The birth of 3D scanners goes back to the work of the National Research Council Canada, one of the first laboratories that developed a 3D digitization technique based on laser triangulation in 1978.
By definition, a 3D scanner is used to obtain a “digital image” of a physical object. To acquire this digital replica, there are different methods to record the object, which is then analyzed and reprocessed on a computer in order to determine its general shape.
Laser triangulation is based on a trigonometric calculation
In the case of laser triangulation, the scanners used comprise three main elements (which will form the three vertices of a triangle): a laser transmitter, a camera, and the object to be scanned. A rotating plate is also used to lay the object and obtain its different faces.
Laser triangulation 3D scanners generally use semiconductor lasers in particular because of their low cost and their small size. They are characterized by a red colored beam.

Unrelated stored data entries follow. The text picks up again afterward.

PR #1464, opened 2026-05-13
Cache fixing by unit path invalidation instead of individual file listing

abcampo-iry:
Closes https://github.com/RaspberryPiFoundation/digital-editor-issues/issues/1371

#### What changed

  This PR changes the deploy workflow to purge Cloudflare by deployed path prefix instead of by a hard-coded list of individual files.

A staging deploy now purges:
```bash
  {
    "prefixes": [
      "staging-editor-static.raspberrypi.org/branches/main/"
    ]
  }
```

while before:

```bash
  {
    "files": [
      "https://staging-editor-static.raspberrypi.org/branches/main/web-component.html",
      "https://staging-editor-static.raspberrypi.org/branches/main/web-component.js",
      "https://staging-editor-static.raspberrypi.org/branches/main/scratch.html",
      "https://staging-editor-static.raspberrypi.org/branches/main/scratch.js",
      "https://staging-editor-static.raspberrypi.org/latest_version",
      "https://staging-editor-static.raspberrypi.org/branches/main/html-renderer.html",
      "https://staging-editor-static.raspberrypi.org/branches/main/html-renderer.js"
    ]
  }
```

The PR also uploads latest_version with Cache-Control: no-cache, because that file is intentionally updated in place.
For production tags, before it purged individual files inside one release plus latest_version. Now it purges:
```bash


  {
    "prefixes": [
      "editor-static.raspberrypi.org/releases/<tag>/",
      "editor-static.raspberrypi.org/latest_version"
    ]
  }
```

## Why

Staging should serve the latest deployed version of editor-ui after each deploy.

The previous single-file purge targeted paths such as `web-component.js`, `scratch.js`, and `html-renderer.js`. That can be unreliable because Cloudflare may cache separate variants of the same URL when request headers differ, for example with different Origin headers. If the purge request does not match the cached variant, Cloudflare can continue serving an older file. Prefix purging clears the deployed build path as a unit. The next request after deploy fetches the updated files from the bucket, and Cloudflare then caches those files again as normal.
This is a targeted deploy/cache invalidation fix.

References:
- Purge cache by prefix (https://developers.cloudflare.com/cache/how-to/purge-cache/purge_by_prefix/)
  - Cloudflare documents prefix purge for clearing a directory/path, reducing purge calls, and causing the next request to refetch from origin.
- Purge Cached Content API (https://developers.cloudflare.com/api/resources/cache/methods/purge/)
- Cache Keys (https://developers.cloudflare.com/cache/how-to/cache-keys/)
- Purge by single-file (https://developers.cloudflare.com/cache/how-to/purge-cache/purge-by-single-file/)
- Origin Cache Control (https://developers.cloudflare.com/cache/concepts/cache-control/)
- Browser Cache TTL (https://developers.cloudflare.com/cache/how-to/edge-browser-cache-ttl/set-browser-ttl/)

Idea: 
Longer term, we should move to content-hashed asset filenames with immutable caching, leaving only small stable entrypoints or manifests as revalidated files.

### DIFF
--- a/.github/workflows/deploy.yml
+++ b/.github/workflows/deploy.yml
@@ -172,7 +172,8 @@ jobs:
             exit 0
           fi
 
-          echo -n "${{ needs.setup-environment.outputs.deploy_dir }}" | aws s3 cp - s3://${{ secrets.AWS_S3_BUCKET }}/latest_version --endpoint ${{ secrets.AWS_ENDPOINT }} --content-type "text/plain"
+          # Use no-cache so latest_version is revalidated after tag deploys.
+          echo -n "${{ needs.setup-environment.outputs.deploy_dir }}" | aws s3 cp - s3://${{ secrets.AWS_S3_BUCKET }}/latest_version --endpoint ${{ secrets.AWS_ENDPOINT }} --content-type "text/plain" --cache-control "no-cache"
         env:
           AWS_ACCESS_KEY_ID: ${{ secrets.AWS_ACCESS_KEY_ID }}
           AWS_SECRET_ACCESS_KEY: ${{ secrets.AWS_SECRET_ACCESS_KEY }}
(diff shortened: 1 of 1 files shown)


.github/workflows/deploy.yml
```diff
@@ -181,11 +181,32 @@ jobs:
...
+
+          echo "Purging Cloudflare cache prefixes:"
+          jq -r '.prefixes[] | " - \(.)"' <<<"$purge_payload"
+
           response="$(
             curl -sS --fail-with-body -X POST "https://api.cloudflare.com/client/v4/zones/${CLOUDFLARE_ZONE_ID}/purge_cache" \
               -H "Authorization: Bearer ${CLOUDFLARE_API_TOKEN}" \
               -H "Content-Type: application/json" \
-              --data '{"files":["${{ needs.setup-environment.outputs.public_url }}/web-component.html", "${{ needs.setup-environment.outputs.public_url }}/web-component.js", "${{ needs.setup-environment.outputs.public_url }}/scratch.html", "${{ needs.setup-environment.outputs.public_url }}/scratch.js", "${{ inputs.base_url }}/latest_version", "${{ needs.setup-environment.outputs.html_renderer_url}}/html-renderer.html", "${{ needs.setup-environment.outputs.html_renderer_url}}/html-renderer.js"]}'
+              --data "$purge_payload"
```
zetter-rpf: I do find this code harder to understand now because it is doing a lot now and the has all the actions interpolation within it. Do you think extracting it to a bash or Ruby script could make it easier to follow? Or is there any other way to simplify it?

zetter-rpf:
Thanks for the explanation and links to the doc. I've added a comment. 

I also wondered if we set a no cache for `latest-version`, do we need to purge it any more?

abcampo-iry:
> Thanks for the explanation and links to the doc. I've added a comment.
> 
> I also wondered if we set a no cache for `latest-version`, do we need to purge it any more?

he purge is what immediately clears Cloudflare after deploy. The no-cache header is still useful because latest_version is mutable, so any cache that stores it should revalidate before reuse. It is not strictly required if purge always works, but it is the safer cache policy for this file.

.github/workflows/deploy.yml
abcampo-iry: Tried to simplify

zetter-rpf (approved):
Great, and thanks for improving the readability, I found that a lot easier to follow

Issue #84, opened 2015-10-27
Documentation


jakebolewski:
Now that we have a shiny new documentation system.

vchuravy:
That would also mean dropping support for 0.3, but I am fine with that.

PR #89, opened 2015-11-10
drop support for v0.3 and remove Compat

vchuravy:
see #87 and  #84


vchuravy:
The travis failure is due to oom of CLArray

Issue #92, opened 2015-11-17
`payload` not defined in `ctx_notify_err()`


dfdx:
Probably just a typo, but still better to track it somewhere until somebody finds time to fix it. 

From [build](https://travis-ci.org/JuliaGPU/OpenCL.jl/jobs/91679929) on Travis (Julia 0.4 on Mac):

```
Error :: (line:505) :: OpenCL.CLArray core functions
      Expression: cl.to_host(A') --> cl.to_host(B)
      UndefVarError: payload not defined
       in ctx_notify_err at /Users/travis/.julia/v0.4/OpenCL/src/context.jl:41
       in clEnqueueNDRangeKernel at /Users/travis/.julia/v0.4/OpenCL/src/api.jl:22
       [inlined code] from /Users/travis/.julia/v0.4/OpenCL/src/macros.jl:4
       in enqueue_kernel at /Users/travis/.julia/v0.4/OpenCL/src/kernel.jl:191
       in transpose! at /Users/travis/.julia/v0.4/OpenCL/src/array.jl:106
       in ctranspose at operators.jl:159
       in anonymous at /Users/travis/.julia/v0.4/FactCheck/src/FactCheck.jl:271
       in do_fact at /Users/travis/.julia/v0.4/FactCheck/src/FactCheck.jl:333
       [inlined code] from /Users/travis/.julia/v0.4/FactCheck/src/FactCheck.jl:271
       in anonymous at /Users/travis/.julia/v0.4/OpenCL/test/test_array.jl:41
       in context at /Users/travis/.julia/v0.4/FactCheck/src/FactCheck.jl:474
       in anonymous at /Users/travis/.julia/v0.4/OpenCL/test/test_array.jl:40
       in facts at /Users/travis/.julia/v0.4/FactCheck/src/FactCheck.jl:448
       in include at /Users/travis/julia/lib/julia/sys.dylib
       in include_from_node1 at /Users/travis/julia/lib/julia/sys.dylib
       in include at /Users/travis/julia/lib/julia/sys.dylib
       in include_from_node1 at /Users/travis/julia/lib/julia/sys.dylib
       in process_options at /Users/travis/julia/lib/julia/sys.dylib
       in _start at /Users/travis/julia/lib/julia/sys.dylib
```
Which leads us to [this line](https://github.com/JuliaGPU/OpenCL.jl/blob/master/src/context.jl#L41).

vchuravy:
Thanks :+1:

PR #93, opened 2015-11-17
Fixed OOM on Travis

dfdx:
This PR fixes OOM on Travis (though tests on Mac still fail because of #92, but it seems to be unrelated to the specified issue).

It's interesting to know the reason of OOM. It turns out on some platforms (notably, Julia 0.4 on Linux) creating new queues costs quite some memory on host. Tests, being independent pieces of code, created new queues every time, which eventually resulted in out of host memory error. This fix simply decreases number of newly-created queues, both in test and main code. 

To prevent such situations it might be useful to introduce a kind of default queue that would be used in case no explicit queue is provided. Details of such default queue aren't clear for me yet, so discussion is highly appreciated.

### DIFF
--- a/src/array.jl
+++ b/src/array.jl
@@ -12,9 +12,9 @@ typealias CLVector{T} CLArray{T,1}
 ##  constructors
 
 function CLArray{T,N}(ctx::Context,
-                              queue::CmdQueue,
-                              flags::Tuple{Vararg{Symbol}},
-                              hostarray::AbstractArray{T,N})
+                      queue::CmdQueue,
+                      flags::Tuple{Vararg{Symbol}},
+                      hostarray::AbstractArray{T,N})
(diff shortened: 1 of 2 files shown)


vchuravy:
I rebased you branch onto master (I fixed the callback problem), but it still seems to throw a context error on Mac.

dfdx:
Seem like Mac OS X won't allow us to test `transpose()` properly, since `MAX_WORK_GROUP_SIZE` there is equal to `(1024, 1, 1)`, while `transpose()` requires second dimension to be higher than 1. So I suppressed this test on Mac in Travis tests (on Linux and locally they are still being run) and it fixed tests.

vchuravy:
Thanks for looking into this and :tada: for making Travis green again.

With this method, the digitization begins with the emission of a rectilinear laser beam which deforms on contact with the object. Through the camera, the 3D scanner analyzes the deformation of the line emitted by the laser on the reliefs of the object in order to determine, by means of trigonometric calculations, its position in space.
The angle formed between the camera and the beam of the laser, the distance from the camera to the object and that of the laser source to the object (known by calculating the time taken by the laser to make a round trip), are all parameters which make it possible to determine the spatial coordinates of the object.
Advantages and disadvantages
The main advantage of laser triangulation is its low price, with the first DIY models available for only a few hundred euros. Its acquisition speed (less than 10 minutes on average for an object) and its precision level (of the order of 0.01 mm) also make it a popular technology.
As for the disadvantages, it should be noted that the digitization of transparent or reflective surfaces can prove difficult, a problem that can be circumvented by using a white powder. Its limited range (only a few meters) also reduces the number of possible applications.